On 01/10/2017 10:18 AM, Opa114 wrote: thanks, but these facts i know. I don't want top let multiple applications open one Database, i want to open multiple different Mozilla databases, in the old standard format, with one (my) application. I tried to use the NSS_Init functions. These works with openening one database, but when i open a second one the whole application crashes,so that's why i asked the question and may be get some working example c++ code? 1) Where are you crashing (it's not expected to work, but I don't expect a crash because you called NSS_Init again). 2) To open additional databases you want to use SECMOD_OpenUserDB: https://developer.mozilla.org/en-US/docs/Mozilla/Projects/NSS/PKCS11_Functions#SECMOD_OpenUserDB You can call that multiple times.

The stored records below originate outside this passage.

PR #1039, opened 2024-08-22
Adjust diff size

### LINKED ISSUE #1035: Adjust diff size calculation for l1 fee compensation
Normally when an accounts balance changes we should only write the 20 byte address as key and 32 byte balance value to the state diff, however in our current implementation when we update any single one of the following fields like balance, nonce or code hash, even though only one of them changes, we write all of them to the state diff [#999].

We need to compensate this in L1 fees by adjusting our diff size calculation.

For example right now we only add the balance if balance changes of an account , but we should also be adding the size of code_hash and nonce.
So when a `balance` changes add extra `size_of(code_hash) + size_of(nonce)`
when a `nonce` changes add extra `size_of(balance) + size_of(code_hash)`
when a `code_hash` changes add extra `size_of(balance) + size_of(nonce)`

ercecan:
# Description
Adjusts diff sizes on balance, nonce and code changes
This pr is introduced because due to our architecture whenever an accounts balance, nonce or code changes the entire struct DbAccount is written to the storage with it's key and then they are added to the state diff.
DbAccount in total is 256 bytes, the key has 24 bytes of prefix and 1 byte of size descriptor and 20 bytes of address. I removed 20 bytes from address as we default add it for every operation. 
So in this pr we add 256 + 25 = 281 more bytes for every nonce, balance or code changed.

## Linked Issues
- Fixes #1035

### DIFF
--- a/crates/evm/src/evm/handler.rs
+++ b/crates/evm/src/evm/handler.rs
@@ -23,6 +23,12 @@ use tracing::instrument;
 use crate::system_events::SYSTEM_SIGNER;
 use crate::{BASE_FEE_VAULT, L1_FEE_VAULT};
 
+const DB_ACCOUNT_SIZE: usize = 256;
+
+// Normally db account key is: 24 bytes of prefix + 1 byte for size of remaining data + 20 bytes of address = 45 bytes
+// But we already add address size to diff size, so we don't need to add it here
+const DB_ACCOUNT_KEY_SIZE: usize = 25;
+
 #[derive(Copy, Clone, Default, Debug)]
 pub struct TxInfo {
     pub l1_diff_size: u64,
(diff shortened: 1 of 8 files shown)


crates/evm/src/tests/call_tests.rs
```diff
@@ -215,7 +221,7 @@ fn call_test() {
                 },
                 gas_used: 132943,
                 log_index_start: 0,
-                l1_diff_size: 565,
+                l1_diff_size: 1023,
```
eyusufatik, line 224: why only one of the transactions size changed?

crates/evm/src/evm/handler.rs
```diff
@@ -449,6 +449,10 @@ fn calc_diff_size<EXT, DB: Database>(
 
     let slot_size = 2 * size_of::<U256>(); // key + value;
     let mut diff_size = 0usize;
+    let db_account_size = 256;
+    // Normally db account key is: 24 bytes of prefix + 1 byte for size of remaining data + 20 bytes of address = 45 bytes
+    // But we already add address size to diff size, so we don't need to add it here
```
eyusufatik, line 454: these two should be constants

eyusufatik (changes requested):

crates/evm/src/tests/call_tests.rs
ercecan: Fixed

eyusufatik (approved):

PR #1032, opened 2024-08-21
Enable blocking RPC methods

rakanalh:
# Description

## Linked Issues
- Fixes #1018

Issue #1018, opened 2024-08-19
Resolve long running RPC calls halting node sync


rakanalh:
It was noted that calls such as:
- `eth_call`
- `eth_estimateGas`

among others cause the node's sync to halt / stall. 

Investigate & resolve

PR #1042, opened 2024-08-25
Convert async RPC into blocking RPC

rakanalh:
# Description

Tokio's default blocking threads is 512 threads. These threads are created on demand when `spawn_blocking` is called.

This PR converts some RPC calls into blocking methods because the only async part of them was using `tokio::sync::Mutex` which is now replaced with `parking_lot::Mutex` since there's nothing else async about it.

This would merge into #1032 

## Linked Issues
- Related to #1018

### DIFF
--- a/Cargo.lock
+++ b/Cargo.lock
@@ -1994,6 +1994,7 @@ dependencies = [
  "hex",
  "hyper 1.4.1",
  "jsonrpsee",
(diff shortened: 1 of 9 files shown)


kpp (approved):
LGTM. We may try to use RwLock in the future (it has a cool upgrade read->write method)

Issue #1015, opened 2024-08-19
Improving fees


eyusufatik:
## Proving fee
Currently we charge:
- Base fee
- Priority fee - if the user wants to pay it ofc
- L1 fee

We neglected another important fee though, proving fee.

On our latest profiling map, we can see that most of the proving time is spent on JMT verification and update.

For this reason, for now, it's a good enough estimation to charge the proving fee based on the diff size. 

```
proving_fee = l1_fee * k
```

Implemented, it would be something like this:

```
l1_fee = (l1_fee_overhead  + l1_diff_size) *  l1_fee_rate
proving_fee = l1_diff_size * k

decrease_caller_balance(&from, l1_fee + proving_fee)
```

TODOs:

- [ ] Decide on a constant for the proving fee.
- [ ] Implement proving fee, it should be pretty much the same as L1 fee in terms of deduction etc.
- [ ] Update rpc's with proving fee. (add new fields)
- [ ] For things named like transactions failing on L1 fee, rename those things to Rollup fees (open for discussion), since they now fail on a total of l1 fees and proving fees. (think about removing some txs from the mempool bc they pass base + priority fee balance check but fail after execution on L1 fees.)

## L1 fee overhead
For every data write operation we do, there is data we have to write to bitcoin besides the state diff itself.

We need to charge this for the average number of transactions we want to put on a batch proof.

```
overhead_per_tx = total_overhead / avg_no_txs_in_batch_proof
```

Total overhead consists of non-push-data parts of the bitcoin transaction (so all of commit + some parts of the reveal transaction).

TODOs:
- [ ] Calculate the size of the non-push-data parts of the bitcoin transaction, this can be a rough estimation (5-6 bytes difference is fine + we can never be sure of how many inputs the txs are gonna have so there is no point of finding an exact number)
- [ ] Figure out how many txs are going to be processed on a 10 min basis.
- [ ] Similar to above but keep track of the cumulative state diff size and find avg. number of txs whenever we reach 400kb. Let's talk if there is a really big difference between the two numbers.
- [ ] Update L1 fee calculation with the findings.

### Notes
Overall, we're going to see increase in the fees paid by transactions, however, this decision is really helpful for making the rollup sustainable and ready for making it decentralized.

eyusufatik:
For testnet, I'm reducing this issue to the overhead part only.

@exeokan has the necessary statistics. 

This can be implemented along with #966

orkunkilic:
[...]

PR #1054, opened 2024-08-29
Implement l1 fee overhead

ercecan:
# Description
Adds L1 fee overhead

## Linked Issues
- Related to #1015


kpp (approved):

kpp:
What I dont understand is why we need this in pur code instead of slightly increasing l1fee rate

ercecan:
> What I dont understand is why we need this in our code instead of slightly increasing l1fee rate

I believe it is to be as precise as possible

rakanalh (approved):

eyusufatik (approved):

PR #1067, opened 2024-09-02
Get soft confirmation signature as ref

jfldde:
# Description

- Prevent cloning the signature

### DIFF
--- a/crates/sovereign-sdk/rollup-interface/src/state_machine/soft_confirmation.rs
+++ b/crates/sovereign-sdk/rollup-interface/src/state_machine/soft_confirmation.rs
@@ -181,6 +181,11 @@ impl SignedSoftConfirmation {
         self.signature.clone()
     }
 
+    /// Signature of the sequencer as ref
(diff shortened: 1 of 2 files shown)


crates/sovereign-sdk/rollup-interface/src/state_machine/soft_confirmation.rs
```diff
@@ -181,6 +181,11 @@ impl SignedSoftConfirmation {
         self.signature.clone()
     }
 
+    /// Signature of the sequencer as ref
+    pub fn signature_as_ref(&self) -> &[u8] {
```
kpp, line 185:
```suggestion
    pub fn signature(&self) -> &[u8] {
```

kpp (approved):

crates/sovereign-sdk/rollup-interface/src/state_machine/soft_confirmation.rs
eyusufatik: i think there is also a method named `signature` right above

PR #1068, opened 2024-09-02
change types of fee rates and fix the rounding to 2 problem

eyusufatik:
# Description
without the new round to decimals, we would get 1.00000...02 and that would ceil to 2 sat per vbyte

now it rounds correctly to 8 decimal points + I've changed the return types of fee rates to u64 which should be enough for our calcs


ercecan (approved):

crates/bitcoin-da/src/lib.rs
```diff
@@ -12,3 +12,8 @@ const REVEAL_OUTPUT_AMOUNT: u64 = 546;
 
 #[cfg(feature = "native")]
 const MAX_TXBODY_SIZE: usize = 397000;
+
+fn round(x: f64, decimals: u32) -> f64 {
```
kpp, line 16: https://docs.rs/rust_decimal/latest/rust_decimal/struct.Decimal.html#method.rescale

kpp (changes requested):
I doubt the current fn round works as expected for all floats

kpp (approved):

eyusufatik:
Refactored for better readability and fixed a few simple mistakes in our tx builders.

We should only use taproot addresses in our wallets from now on.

Once the database is opened any of the NSS find functions will find all the certs in both databases. The slot returned from SECOMD_OpenUserDB can be used in functions that take a slot to narrow the operations just to that particular database. To NSS each database will look basically like a smart card. When you are through with that database you can use SECMOD_CloseUserDB() bob -- dev-tech-crypto mailing list dev-tech-crypto@lists.mozilla.org https://lists.mozilla.org/listinfo/dev-tech-crypto
Re: NSS open multiple NSS-Databses at once?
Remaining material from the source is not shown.